HARTFORD, Conn. (AP) — Leaders of a new state panel recommending how to make Connecticut more financially stable are optimistic the General Assembly will seriously consider their recommendations because there’s recognition a crisis is at hand.
Jim Smith and Robert Patricelli, co-chairmen of the Commission on Fiscal Stability and Economic Growth, acknowledge that fiscal changes suggested by past task forces and panels have been shelved. But this time, they insist, it will be different.
“I think everyone recognizes that the situation is at a crisis level and the primary impression we get from the legislators that we talk to and work with is they want help,” said Patricelli, a former insurance executive and entrepreneur. “They want the private sector front and center in helping carry the water on what will be some difficult decisions.”
The commission, created by the legislature last year, is made up of mostly of current and former business executives from across Connecticut. The panel has until March 1 to make recommendations to lawmakers on four areas: competitiveness, fiscal stability, growth and cities and transportation. The 13-member commission already held two public hearings and plans to hold more meetings later this month with special interest groups and others.

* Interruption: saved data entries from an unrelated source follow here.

PR #29, opened 2024-05-23
[Codegen] refactor codegen for poinwise

iclementine:
1. support 0d task space;
2. support specifying output dtypes;
3. support non-tensor arguments to the scalar function.

and remove pointwise_static.py

### DIFF
--- a/src/flag_gems/utils/pointwise_dynamic.py
+++ b/src/flag_gems/utils/pointwise_dynamic.py
@@ -39,8 +39,6 @@ class OPDesc:
     _num_outputs: int
     _output_dtypes: List[torch.dtype]
 
-    scalar_fn: JITFunction
-
     def __init__(
         self,
         *,


src/flag_gems/utils/pointwise_dynamic.py
```diff
@@ -1,172 +1,346 @@
...
+                    code.writeline(f"out{num_output_tensor_index} = torch.empty(shape, dtype=in0.dtype, device=in0.device)")
+                else:
+                    code.writeline(f"out{num_output_tensor_index} = torch.empty(shape, dtype={type_name(op_desc.dtypes[i])}, device=in0.device)")
+                num_output_tensor_index += 1
+
+        # call destination_passing_func
+        call_str = f"{output_ref_for_wrapper(op_desc)} = {destination_passing_func_name}({parameter_ref_for_wrapper(op_desc, include_outputs=True)})"
+        code.writeline(call_str)
+
+        return_str = f"return {output_ref_for_wrapper(op_desc)}"
```
StrongSpoon: what about storing the return value of output_ref_for_wrapper?

src/flag_gems/utils/pointwise_dynamic.py
```diff
@@ -1,172 +1,346 @@
...
+    # task partitioning, 1d task indexing
+    tile_size = 512
+    num_warps = 4
+    if rank == 0:
+        tile_size = 32
+        num_warps = 1
+
+    with code.indent():
+        # docstring
+        wrapper_docstring = docstring_for_wrapper(op_desc)
```
StrongSpoon: is it redundant?

src/flag_gems/utils/pointwise_dynamic.py
```diff
@@ -1,172 +1,346 @@
...
+                output_tensor_index += 1
+    return ", ".join(parameters)
+
+def docstring_for_wrapper(op_desc: OPDesc):
+    doc = f'"""Generated destination passing style wrapper function with {op_desc.num_input_tensors()} input tensor(s), {op_desc.num_output_tensors()} output tensor(s), {op_desc.num_non_tensor_args()} non tesnor input(s)."""'
+    return doc
+
+
+def generate_imports(code: IndentedBuffer) -> IndentedBuffer:
+    code.writeline("import math")
```
StrongSpoon, line 230: what is "import math" used for?

iclementine: Triton kernel code can contain invocations of functions and use of variables defined in `math`. So it is included for these uses.

src/flag_gems/utils/pointwise_dynamic.py
iclementine: How to sort the return value? 
I return them by the order they are defined in the scalar function.

src/flag_gems/utils/pointwise_dynamic.py
iclementine: The 2 wrapper both have a docstring.

src/flag_gems/utils/pointwise_dynamic.py
StrongSpoon: aren't they of the same order?

src/flag_gems/utils/pointwise_dynamic.py
StrongSpoon: yes but the contents are the same

src/flag_gems/utils/pointwise_dynamic.py
StrongSpoon: get

src/flag_gems/utils/pointwise_dynamic.py
iclementine: Done, I have change that.

src/flag_gems/utils/pointwise_dynamic.py
iclementine: Sorry，I misred storing as sorting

The panel’s upcoming report comes as the current fiscal year $20.5 billion budget is expected to end June 30 with an approximate $260 million deficit. Red ink is also projected in future fiscal years. The legislature’s Office of Fiscal Analysis predicts deficits of $1.8 billion in fiscal year 2020, $2.5 billion in 2021 and $3 billion in 2022. Meanwhile, the state’s main transportation fund is expected to be in deficit beginning fiscal year 2019.
Besides realization of the crisis facing Connecticut, Smith and Patricelli said they’re optimistic lawmakers won’t ignore this report because the law creating the commission requires the General Assembly to hold at least one hearing on the report and report out at least one bill drafting the report’s recommendations during the 2018 legislative session, which opens on Feb. 7.
“In our view, it’s a mandate to act,” Smith said.
While the commission has not yet finalized any recommendations, it has narrowed its focus to seven key structural problems with Connecticut’s budget and fiscal health. For example, the group identified unfunded state and teacher pension and health care obligations as a driving force behind budget deficits, which are “crowding out other programs and eroding public confidence in the future of the state.”
The panel also points out how the system of 169 cities and towns in Connecticut has produced “fragmented and expensive municipal service and education systems” which have inflated local property tax burdens and ultimately state expenses.
Additionally, the commission is focusing on collective bargaining for public employee pensions and health care; how the division of financial responsibilities between the state and towns is “misaligned and needs to be reset;” why high-net worth residents and retirees are leaving or thinking of leaving Connecticut; why the state’s central cities aren’t sufficiently attracting millennials and young families; and what should be done to fix Connecticut’s transportation funding system.